**ABOUT THIS EXERCISE**
Return, word for word, the lines of the listing below from the one with "PR #896, opened 2018-11-13" through the one with "### LINKED ISSUE #856: Versions", and no other lines.
++++ EXERCISE INPUTS ++++
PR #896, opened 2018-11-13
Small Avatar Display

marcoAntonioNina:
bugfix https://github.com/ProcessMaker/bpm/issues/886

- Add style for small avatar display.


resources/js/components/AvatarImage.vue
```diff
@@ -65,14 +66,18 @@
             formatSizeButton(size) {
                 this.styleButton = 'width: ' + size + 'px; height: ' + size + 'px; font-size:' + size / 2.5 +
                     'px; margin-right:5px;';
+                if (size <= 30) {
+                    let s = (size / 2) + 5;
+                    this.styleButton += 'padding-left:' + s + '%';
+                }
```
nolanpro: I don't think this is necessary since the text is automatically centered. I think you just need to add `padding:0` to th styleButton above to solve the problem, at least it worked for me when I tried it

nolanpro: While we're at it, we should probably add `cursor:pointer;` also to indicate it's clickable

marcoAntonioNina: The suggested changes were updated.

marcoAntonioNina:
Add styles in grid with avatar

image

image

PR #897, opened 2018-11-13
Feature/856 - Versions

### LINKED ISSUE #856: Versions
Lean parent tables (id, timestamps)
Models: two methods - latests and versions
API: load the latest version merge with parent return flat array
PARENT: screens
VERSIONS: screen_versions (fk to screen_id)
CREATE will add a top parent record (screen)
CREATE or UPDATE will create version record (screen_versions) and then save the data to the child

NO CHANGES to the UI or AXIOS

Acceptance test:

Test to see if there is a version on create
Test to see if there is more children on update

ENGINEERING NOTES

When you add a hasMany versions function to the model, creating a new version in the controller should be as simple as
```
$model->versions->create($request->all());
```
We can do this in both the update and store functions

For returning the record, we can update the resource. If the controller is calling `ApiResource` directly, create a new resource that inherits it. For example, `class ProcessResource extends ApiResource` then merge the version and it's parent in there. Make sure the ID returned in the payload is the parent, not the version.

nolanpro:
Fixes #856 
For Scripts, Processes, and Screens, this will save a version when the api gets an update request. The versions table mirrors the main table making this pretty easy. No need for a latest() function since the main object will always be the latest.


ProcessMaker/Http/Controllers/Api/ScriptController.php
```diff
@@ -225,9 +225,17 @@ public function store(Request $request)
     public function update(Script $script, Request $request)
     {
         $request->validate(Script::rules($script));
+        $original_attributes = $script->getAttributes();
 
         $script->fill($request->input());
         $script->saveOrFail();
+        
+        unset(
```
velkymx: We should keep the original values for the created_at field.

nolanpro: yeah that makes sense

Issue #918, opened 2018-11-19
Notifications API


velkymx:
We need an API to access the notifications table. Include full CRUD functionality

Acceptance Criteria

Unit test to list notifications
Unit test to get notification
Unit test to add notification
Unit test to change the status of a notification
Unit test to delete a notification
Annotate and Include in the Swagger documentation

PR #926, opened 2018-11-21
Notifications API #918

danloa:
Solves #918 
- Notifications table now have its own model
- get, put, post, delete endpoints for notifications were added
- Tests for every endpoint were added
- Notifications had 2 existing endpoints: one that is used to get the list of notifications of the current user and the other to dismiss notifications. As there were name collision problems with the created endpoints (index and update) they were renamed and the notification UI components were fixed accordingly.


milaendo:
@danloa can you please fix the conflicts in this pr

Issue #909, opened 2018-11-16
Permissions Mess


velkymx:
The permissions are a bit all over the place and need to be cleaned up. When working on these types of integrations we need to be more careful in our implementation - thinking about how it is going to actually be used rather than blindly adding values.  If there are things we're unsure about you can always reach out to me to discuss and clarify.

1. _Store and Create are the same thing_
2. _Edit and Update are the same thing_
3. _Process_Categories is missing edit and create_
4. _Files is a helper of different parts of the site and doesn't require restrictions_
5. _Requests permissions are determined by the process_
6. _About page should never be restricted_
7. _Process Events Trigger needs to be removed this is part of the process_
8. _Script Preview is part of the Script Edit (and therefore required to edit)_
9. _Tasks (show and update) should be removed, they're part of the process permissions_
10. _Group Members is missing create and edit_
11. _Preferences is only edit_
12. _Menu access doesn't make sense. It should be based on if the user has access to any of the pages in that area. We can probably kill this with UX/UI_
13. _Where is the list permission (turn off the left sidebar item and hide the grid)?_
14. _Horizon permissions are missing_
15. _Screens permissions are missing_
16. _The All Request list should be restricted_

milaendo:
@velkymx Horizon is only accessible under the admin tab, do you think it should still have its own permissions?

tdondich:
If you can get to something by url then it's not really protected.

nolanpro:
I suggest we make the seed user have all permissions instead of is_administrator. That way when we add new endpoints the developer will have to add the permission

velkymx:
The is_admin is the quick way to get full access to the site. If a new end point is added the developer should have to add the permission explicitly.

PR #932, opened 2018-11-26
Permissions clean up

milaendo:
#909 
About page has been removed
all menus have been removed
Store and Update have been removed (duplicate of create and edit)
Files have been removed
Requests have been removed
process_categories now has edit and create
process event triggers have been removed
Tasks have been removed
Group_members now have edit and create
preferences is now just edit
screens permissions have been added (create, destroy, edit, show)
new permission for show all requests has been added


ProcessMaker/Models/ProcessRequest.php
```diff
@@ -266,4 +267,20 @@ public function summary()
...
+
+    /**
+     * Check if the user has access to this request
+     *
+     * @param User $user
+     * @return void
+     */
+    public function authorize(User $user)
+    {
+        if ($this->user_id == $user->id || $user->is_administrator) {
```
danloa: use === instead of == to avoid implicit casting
++++
++++ EXERCISE INPUTS ++++
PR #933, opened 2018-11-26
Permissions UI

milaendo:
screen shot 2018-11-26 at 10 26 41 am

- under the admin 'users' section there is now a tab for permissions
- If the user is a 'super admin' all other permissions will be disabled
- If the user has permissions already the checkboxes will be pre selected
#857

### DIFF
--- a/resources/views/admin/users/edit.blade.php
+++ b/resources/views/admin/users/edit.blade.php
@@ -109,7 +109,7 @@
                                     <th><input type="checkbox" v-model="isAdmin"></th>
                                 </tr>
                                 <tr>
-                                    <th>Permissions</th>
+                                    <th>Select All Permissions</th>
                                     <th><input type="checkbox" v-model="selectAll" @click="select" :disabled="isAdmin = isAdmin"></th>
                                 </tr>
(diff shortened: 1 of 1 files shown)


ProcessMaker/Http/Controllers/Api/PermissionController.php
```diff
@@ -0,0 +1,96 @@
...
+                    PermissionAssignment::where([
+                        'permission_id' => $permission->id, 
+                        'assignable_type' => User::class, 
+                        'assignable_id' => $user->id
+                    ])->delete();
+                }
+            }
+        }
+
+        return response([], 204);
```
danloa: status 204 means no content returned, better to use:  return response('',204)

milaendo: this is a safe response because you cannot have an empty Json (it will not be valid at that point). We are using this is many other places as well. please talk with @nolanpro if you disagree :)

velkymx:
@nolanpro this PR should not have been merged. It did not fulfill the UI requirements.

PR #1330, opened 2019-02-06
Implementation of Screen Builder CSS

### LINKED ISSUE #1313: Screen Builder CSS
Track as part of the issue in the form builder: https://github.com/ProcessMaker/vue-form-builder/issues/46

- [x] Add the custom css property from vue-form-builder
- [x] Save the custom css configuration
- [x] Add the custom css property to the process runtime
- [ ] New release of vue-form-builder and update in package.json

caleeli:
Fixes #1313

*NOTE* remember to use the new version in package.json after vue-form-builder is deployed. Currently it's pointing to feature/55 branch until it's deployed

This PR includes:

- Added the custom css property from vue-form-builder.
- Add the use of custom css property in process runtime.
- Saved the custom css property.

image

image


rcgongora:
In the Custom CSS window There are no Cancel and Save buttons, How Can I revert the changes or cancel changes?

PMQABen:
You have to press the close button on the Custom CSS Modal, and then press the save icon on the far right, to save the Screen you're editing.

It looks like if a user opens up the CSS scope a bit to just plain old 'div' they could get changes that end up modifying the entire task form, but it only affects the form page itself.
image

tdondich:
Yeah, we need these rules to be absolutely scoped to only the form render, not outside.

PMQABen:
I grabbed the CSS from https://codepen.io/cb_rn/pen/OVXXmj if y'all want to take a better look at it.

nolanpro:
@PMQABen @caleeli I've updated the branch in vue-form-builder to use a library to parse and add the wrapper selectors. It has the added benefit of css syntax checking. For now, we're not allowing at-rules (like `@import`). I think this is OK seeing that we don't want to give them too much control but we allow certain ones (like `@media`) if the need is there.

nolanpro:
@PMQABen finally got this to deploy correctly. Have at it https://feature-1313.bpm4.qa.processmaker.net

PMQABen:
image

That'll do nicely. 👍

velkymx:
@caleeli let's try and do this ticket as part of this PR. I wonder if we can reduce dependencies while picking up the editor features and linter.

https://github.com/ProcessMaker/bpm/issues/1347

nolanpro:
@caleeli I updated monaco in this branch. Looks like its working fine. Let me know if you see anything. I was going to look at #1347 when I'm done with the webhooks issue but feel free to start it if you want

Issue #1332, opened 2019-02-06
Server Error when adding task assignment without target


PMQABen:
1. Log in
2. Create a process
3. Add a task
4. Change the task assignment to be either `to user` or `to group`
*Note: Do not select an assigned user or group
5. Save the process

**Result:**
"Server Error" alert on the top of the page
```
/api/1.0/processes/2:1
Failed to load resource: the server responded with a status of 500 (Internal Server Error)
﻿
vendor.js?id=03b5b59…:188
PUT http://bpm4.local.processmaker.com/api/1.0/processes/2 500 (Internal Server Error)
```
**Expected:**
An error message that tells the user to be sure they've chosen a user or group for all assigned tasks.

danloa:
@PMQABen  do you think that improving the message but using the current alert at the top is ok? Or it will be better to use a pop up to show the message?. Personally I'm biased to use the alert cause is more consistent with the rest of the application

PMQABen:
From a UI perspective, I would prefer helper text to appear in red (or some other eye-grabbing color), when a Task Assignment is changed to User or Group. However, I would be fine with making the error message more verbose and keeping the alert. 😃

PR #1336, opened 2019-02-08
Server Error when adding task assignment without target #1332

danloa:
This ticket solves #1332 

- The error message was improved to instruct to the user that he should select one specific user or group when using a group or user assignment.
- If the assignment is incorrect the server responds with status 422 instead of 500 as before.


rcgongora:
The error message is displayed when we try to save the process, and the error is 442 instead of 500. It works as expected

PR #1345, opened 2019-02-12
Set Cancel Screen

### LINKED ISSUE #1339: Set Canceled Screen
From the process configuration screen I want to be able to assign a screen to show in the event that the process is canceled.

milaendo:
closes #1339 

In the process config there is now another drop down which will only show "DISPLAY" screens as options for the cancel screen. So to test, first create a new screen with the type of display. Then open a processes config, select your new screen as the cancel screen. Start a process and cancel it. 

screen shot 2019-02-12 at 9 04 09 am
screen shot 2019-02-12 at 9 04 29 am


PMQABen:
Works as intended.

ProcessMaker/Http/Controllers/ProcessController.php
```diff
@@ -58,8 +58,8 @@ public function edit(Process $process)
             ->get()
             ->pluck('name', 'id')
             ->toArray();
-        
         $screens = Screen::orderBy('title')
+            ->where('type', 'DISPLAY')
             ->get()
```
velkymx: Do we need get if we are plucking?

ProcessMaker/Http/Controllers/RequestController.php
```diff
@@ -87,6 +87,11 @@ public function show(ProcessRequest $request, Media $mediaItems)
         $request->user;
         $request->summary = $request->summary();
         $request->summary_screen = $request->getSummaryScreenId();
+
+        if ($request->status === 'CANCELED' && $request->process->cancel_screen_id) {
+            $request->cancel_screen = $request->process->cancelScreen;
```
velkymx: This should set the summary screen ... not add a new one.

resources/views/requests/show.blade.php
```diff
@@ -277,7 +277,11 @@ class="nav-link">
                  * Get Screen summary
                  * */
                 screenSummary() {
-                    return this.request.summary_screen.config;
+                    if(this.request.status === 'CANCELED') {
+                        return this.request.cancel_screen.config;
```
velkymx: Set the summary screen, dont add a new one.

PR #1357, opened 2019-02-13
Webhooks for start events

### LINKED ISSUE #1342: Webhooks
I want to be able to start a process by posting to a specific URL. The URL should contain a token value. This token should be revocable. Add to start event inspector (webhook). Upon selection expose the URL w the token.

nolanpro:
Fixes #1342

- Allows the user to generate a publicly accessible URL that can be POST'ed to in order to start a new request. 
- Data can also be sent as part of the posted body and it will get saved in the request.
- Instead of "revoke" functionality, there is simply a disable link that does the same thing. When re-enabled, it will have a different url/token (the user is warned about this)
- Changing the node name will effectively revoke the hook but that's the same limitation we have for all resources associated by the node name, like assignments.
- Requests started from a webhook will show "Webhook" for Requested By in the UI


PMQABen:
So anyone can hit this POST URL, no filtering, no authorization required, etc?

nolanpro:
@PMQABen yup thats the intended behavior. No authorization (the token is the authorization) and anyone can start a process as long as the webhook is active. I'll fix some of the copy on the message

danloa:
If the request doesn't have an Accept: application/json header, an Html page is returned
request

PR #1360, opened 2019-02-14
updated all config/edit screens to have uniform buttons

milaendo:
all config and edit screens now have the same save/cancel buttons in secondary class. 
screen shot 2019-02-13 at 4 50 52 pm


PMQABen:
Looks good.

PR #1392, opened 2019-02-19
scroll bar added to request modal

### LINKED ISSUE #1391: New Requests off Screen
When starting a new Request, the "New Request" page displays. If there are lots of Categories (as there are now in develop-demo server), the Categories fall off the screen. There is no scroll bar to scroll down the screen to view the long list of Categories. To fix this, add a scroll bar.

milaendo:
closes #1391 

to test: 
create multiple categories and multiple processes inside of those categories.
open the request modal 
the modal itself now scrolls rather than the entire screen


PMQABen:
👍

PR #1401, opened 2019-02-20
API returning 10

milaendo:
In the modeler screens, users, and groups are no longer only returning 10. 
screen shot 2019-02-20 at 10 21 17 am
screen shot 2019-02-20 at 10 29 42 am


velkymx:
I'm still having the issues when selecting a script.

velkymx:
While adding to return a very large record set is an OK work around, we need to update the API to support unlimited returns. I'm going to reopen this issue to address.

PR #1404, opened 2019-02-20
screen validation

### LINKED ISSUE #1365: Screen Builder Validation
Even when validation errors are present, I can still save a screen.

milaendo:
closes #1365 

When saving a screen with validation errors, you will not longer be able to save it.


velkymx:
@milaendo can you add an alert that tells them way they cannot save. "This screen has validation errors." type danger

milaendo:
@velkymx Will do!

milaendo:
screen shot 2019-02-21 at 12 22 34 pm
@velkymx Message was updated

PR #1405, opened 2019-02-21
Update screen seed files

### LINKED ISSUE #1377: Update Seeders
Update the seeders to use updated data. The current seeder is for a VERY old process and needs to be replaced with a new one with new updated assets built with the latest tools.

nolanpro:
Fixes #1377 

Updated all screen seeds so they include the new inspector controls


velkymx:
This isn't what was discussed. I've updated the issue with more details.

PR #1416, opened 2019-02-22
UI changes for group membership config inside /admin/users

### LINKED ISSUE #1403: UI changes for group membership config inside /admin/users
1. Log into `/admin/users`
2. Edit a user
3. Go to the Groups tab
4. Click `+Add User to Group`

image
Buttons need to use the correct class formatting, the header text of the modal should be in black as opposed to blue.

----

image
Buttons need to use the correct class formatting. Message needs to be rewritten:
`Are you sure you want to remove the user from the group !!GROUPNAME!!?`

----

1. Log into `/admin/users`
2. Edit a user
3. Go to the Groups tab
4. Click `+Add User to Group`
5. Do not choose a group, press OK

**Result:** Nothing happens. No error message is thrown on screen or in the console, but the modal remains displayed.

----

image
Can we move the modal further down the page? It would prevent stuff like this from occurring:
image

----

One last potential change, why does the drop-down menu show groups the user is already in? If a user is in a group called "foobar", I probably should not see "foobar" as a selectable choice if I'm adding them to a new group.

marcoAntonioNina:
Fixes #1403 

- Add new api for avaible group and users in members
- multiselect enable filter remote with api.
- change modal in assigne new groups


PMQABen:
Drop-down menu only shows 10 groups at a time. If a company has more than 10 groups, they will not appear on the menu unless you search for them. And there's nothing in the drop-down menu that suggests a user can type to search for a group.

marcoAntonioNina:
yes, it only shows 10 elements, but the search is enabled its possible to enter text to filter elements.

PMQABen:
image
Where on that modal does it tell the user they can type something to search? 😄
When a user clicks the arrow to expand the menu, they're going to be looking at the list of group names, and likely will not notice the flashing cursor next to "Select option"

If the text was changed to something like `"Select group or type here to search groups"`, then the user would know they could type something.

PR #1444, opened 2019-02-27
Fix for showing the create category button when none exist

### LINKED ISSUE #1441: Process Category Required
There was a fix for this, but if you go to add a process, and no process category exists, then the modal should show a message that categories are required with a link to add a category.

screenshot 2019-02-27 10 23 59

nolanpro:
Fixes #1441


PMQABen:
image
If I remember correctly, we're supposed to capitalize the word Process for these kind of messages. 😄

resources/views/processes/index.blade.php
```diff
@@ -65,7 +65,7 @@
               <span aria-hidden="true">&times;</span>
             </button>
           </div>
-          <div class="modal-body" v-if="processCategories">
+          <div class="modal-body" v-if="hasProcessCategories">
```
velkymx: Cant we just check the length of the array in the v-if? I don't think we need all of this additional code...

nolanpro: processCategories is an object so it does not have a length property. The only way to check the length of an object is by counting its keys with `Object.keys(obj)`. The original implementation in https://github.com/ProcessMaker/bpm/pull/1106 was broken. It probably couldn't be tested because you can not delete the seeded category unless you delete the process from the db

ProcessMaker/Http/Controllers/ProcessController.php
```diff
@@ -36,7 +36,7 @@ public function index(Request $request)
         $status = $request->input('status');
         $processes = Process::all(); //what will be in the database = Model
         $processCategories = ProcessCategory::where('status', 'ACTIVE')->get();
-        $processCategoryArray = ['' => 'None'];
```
++++
**RESPONSE AREA**
PR #896, opened 2018-11-13
Small Avatar Display

marcoAntonioNina:
bugfix https://github.com/ProcessMaker/bpm/issues/886

- Add style for small avatar display.


resources/js/components/AvatarImage.vue
```diff
@@ -65,14 +66,18 @@
             formatSizeButton(size) {
                 this.styleButton = 'width: ' + size + 'px; height: ' + size + 'px; font-size:' + size / 2.5 +
                     'px; margin-right:5px;';
+                if (size <= 30) {
+                    let s = (size / 2) + 5;
+                    this.styleButton += 'padding-left:' + s + '%';
+                }
```
nolanpro: I don't think this is necessary since the text is automatically centered. I think you just need to add `padding:0` to th styleButton above to solve the problem, at least it worked for me when I tried it

nolanpro: While we're at it, we should probably add `cursor:pointer;` also to indicate it's clickable

marcoAntonioNina: The suggested changes were updated.

marcoAntonioNina:
Add styles in grid with avatar

image

image

PR #897, opened 2018-11-13
Feature/856 - Versions

### LINKED ISSUE #856: Versions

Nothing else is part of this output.